The fundamental right to data protection unlike the right to respect for privacy, although both aim at offering an effective constitutional protection of both personal and family private life, ascribe a range of competences to the owner. These consist of legal power to impose to someone else the execution or omission of certain behaviours whose specific regulation must be set by law, either by developing the fundamental right to data protection, either by controlling its exercise. The peculiarity of the fundamental right to data protection with regard to the right to respect for privacy is its different function, therefore, meaning that both its objective and content also differ (Spanish Constitutional Court, 2000).

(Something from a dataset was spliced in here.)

PR #2278, opened 2019-07-31
Ticket/2249 stuck pdq drafts

### LINKED ISSUE #2249: Some PDQ content is stuck in the draft state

Therefore, it is not enough to establish an obligation of secrecy to the health professionals who have access to the patients’ medical records, nor is it to establish measures in order to keep the anonymity of the owner of the data that they use in their many welfare or research works. When processing personal data contained in the clinical documentation, we must be able to provide their owner with the effective exercise of that controlling power regarding its use by those professionals that need it in performing their duties.

Besides, it is important to consider that the data used within health activities belong to particularly sensitive data categories (EU, 1995), which must have a special protection. The processing of health data shall generally require the explicit consent of the owner with evidence in writing, as well as introducing special security measures to prevent the change, loss or non-authorised access.

The Spanish law provides that the essential use of clinical documentation is to guarantee an adequate attention to the patient, thus the access to it should be available to those health professionals that diagnose or treat such patient (Requejo, 2003).

The analysis of the previous legal requirement can be made from very different angles:

  • 1.

    It triggers the obligation to have medical records of each patient as well as gathering all the relevant information about their health condition. The existence and content of the medical records are not arbitrary, nor are they left to subjective opinions of professionals, who take part in their preparation.

  • 2.

    The fact that the records must be available to those health professionals that take part in the diagnosis or treatment of the patient triggers new obligations of very different kind:

    • a.

      Professionals cannot reserve information to their sole knowledge. If a piece of information is relevant to acknowledge the patient’s health condition, this shall be reflected in the medical records and available to any health professional that has a care relationship with such patient.

    • b.

      Medical records must focus on unification, avoiding the existence of information scattered in different healthcare institutions where the patient may go, or even within the same institution. All the relevant information about a patient’s health condition, independently of where and when it has been gathered, must be integrated in a single medical history.

    • c.

      The fact that medical records are available to those health professionals that take part in a patient’s treatment triggers the obligation to establish procedures and guarantees which prevent anyone (health professional or not) not taking part in the diagnosis or treatment from accessing it.

    • d.

      From the patient’s point of view, the command of availability of medical records to those professionals in charge of the treatment triggers the right to oblige them to access the medical records, independently of when and where the information contained in them was gathered.

Section 2 of the analyzed legal requirement establishes that every healthcare institution shall lay down the methods that enable access to every patient’s medical record by the professionals treating them at any moment.